May 24, 2025 08:36 AM IST
Setting aside a Madras high court judgment declining maternity leave to a Tamil Nadu government school teacher , the top court ruled that a woman is entitled to maternity benefits for her third biological child
New Delhi Maternity leave is integral to maternity benefits and reproductive rights are now recognised as part of international human rights law like right to health, privacy, equality and non-discrimination and dignity, the Supreme Court said on Friday.

Setting aside a Madras high court judgment declining maternity leave to a Tamil Nadu government school teacher , the top court ruled that a woman is entitled to maternity benefits for her third biological child, observing that the laudable object of population control of the state that restricts maternity leave for up to two children should be read harmoniously with the beneficial law under the Maternity Benefits Act.
“Maternity leave is integral to maternity benefits. Reproductive rights are now recognized as part of several intersecting domains of international human rights law viz. the right to health, right to privacy, right to equality and non-discrimination and the right to dignity,” a bench comprising Justices Abhay S Oka and Ujjal Bhuyan said.
Writing the judgment for the bench, justice Bhuyan noted the peculiar facts of the case where the petitioner got married to her first husband in 2006 and from the wedlock had two children. After the birth of the second child she joined service at a government school in December 2012. However, the marriage got dissolved in 2017 and both the children were in the custody of her former husband. In September 2018 she re-married and from the marriage, conceived a child and applied for maternity leave
The government on August 28, 2021 rejected her request citing Fundamental Rule 101(a) applicable to state government employees of Tamil Nadu, which provides that maternity leave is available to women state government employees having less than two surviving children. It did not provide for grant of maternity leave for the third child on account of her re-marriage.

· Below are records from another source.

Issue #382, opened 2024-01-17
zk list --created date, returns notes from one day after if YAML date does not have timestamp


tjex:
### Check if applicable

- [X] I have searched the existing issues (**required**)
- [X] I'm willing to help fix the problem and contribute a pull request

### Describe the bug

I created a daily note today (17th Jan). The system metadata via Finder shows that the file was created today, and the template for naming my daily notes uses `{{format-date now}}`, yet when I run `zk list --created=2024-01-17` the note is not returned.

It is returned if I run `zk list --created=2024-17-16`

```bash
$ zk list --created=2024-01-16
2024-01-17 d/2024/2024-01-17.md (16 hours ago)
```
Proof of date creation via `ll -l`

```bash
.rw-r--r-- tjex staff 935B Wed 17 Jan 2024-01-17.md
```

### How to reproduce?

1. Setup daily note conf as instructed [here](https://github.com/zk-org/zk/blob/main/docs/daily-journal.md)
2. create daily note and save
3. run `zk list --created=<the date today in YYYY-MM-DD format>
4. see if the daily note is returned or not

### zk configuration

```toml
[group.daily]
paths = ["d/2024"]

[group.daily.note]
filename = "{{format-date now}}"
extension = "md"

[alias]
daily = 'zk new --no-input "$ZK_NOTEBOOK_DIR/d/2024"'
```

### Environment

```bash
zk 0.14.0
system: Darwin 22.6.0 arm64
```

tjex:
Well... Its strange. If I replicate the steps in my testing vault, it works as expected. Will need to investigate (much) further.

tjex:
Getting this on `zk new` 

`zk: warning: sql: Scan error on column index 2, name "source_path": converting NULL to string is unsupported`

But again, not in the test vault, so this will be something in my config I'm guessing

tjex:
Deleted and regenerated my notebook.md. This fixed the error message. But whenever I create a new note, and print out the data on it, it states it was created 17 hours ago (the same as in the original case of my daily note)

tjex:
If I copy the file from my own vault, to the testing vault, and run `zk index`, the file that was created today *also* reports that it was created (now) 17 hours ago.

This is despite the 'bug' not being present in the testing vault whereby I can create a note with `zk new` and it will show up in `zk list --created=2024-01-17`.

If I run the same process in my own vault, the note will not be returned under notes created on 2024-01-17.

This is super weird...

tjex:
[...]

PR #384, opened 2024-01-22
fix day range parsing (zk-org/zk#382)

tjex:
fix: set day range end to be one second before midnight.

i.e, the next day begins at 00:00.

Now the day range extends to 23:59:59. Meaning that the notes created within the
same day, that do not have time stamps, will be returned by a query such as `zk
list --created=today`, previously would fall under `... --created=yesterday`.

Likewise, given a note with the YAML date `2024-01-22`, zk would report this as being
created on `2024-01-21`.

### DIFF
--- a/internal/cli/filtering.go
+++ b/internal/cli/filtering.go
@@ -280,7 +280,9 @@ func parseDayRange(date string) (start time.Time, end time.Time, err error) {
 		return
 	}
 
-	start = startOfDay(day)
+    // we add -1 second so that the day range ends at 23:59:59
+    // i.e, the 'new day' begins at 00:00:00
+	start = startOfDay(day).Add(time.Second * -1)
 	end = start.AddDate(0, 0, 1)
 	return start, end, nil
 }


jurica (approved):
Sounds sensible and change LGTM.

mcDevnagh:
Could we get a test for this fix, so we don't see a regression?

Like the following: https://github.com/zk-org/zk/blob/537c7f7554a90572873b46d88aaac4490d113d5f/internal/adapter/handlebars/handlebars_test.go#L243 but in this file: https://github.com/zk-org/zk/blob/main/internal/cli/filtering_test.go

It would need to fail before your changes, and succeed with the'

tjex:
yesss. good idea 😅
Will do so.

internal/cli/filtering.go
```diff
@@ -280,7 +280,9 @@ func parseDayRange(date string) (start time.Time, end time.Time, err error) {
 		return
 	}
 
-	start = startOfDay(day)
+    // we add -1 second so that the day range ends at 23:59:59
+    // i.e, the 'new day' begins at 00:00:00
+	start = startOfDay(day).Add(time.Second * -1)
```
julio-lopez, line 285: What was the value of start before? `00:00:00` or `00:00:01` ?
If start was already `00:00:00` then it seems that subtracting a second should be done to from `end`.

tjex: Here's the test: https://github.com/zk-org/zk/pull/385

The bench said, “It is true that appellant has two biological children out of her first wedlock. But that was before entry into her service. Post entry into service and from her subsisting marriage, this is her first child.”
Addressing the state’s objection, the court held, “Policy of the state to arrest population growth by resorting to various population control measures is certainly a laudable objective. So is the objective of granting maternity benefit to women employees.”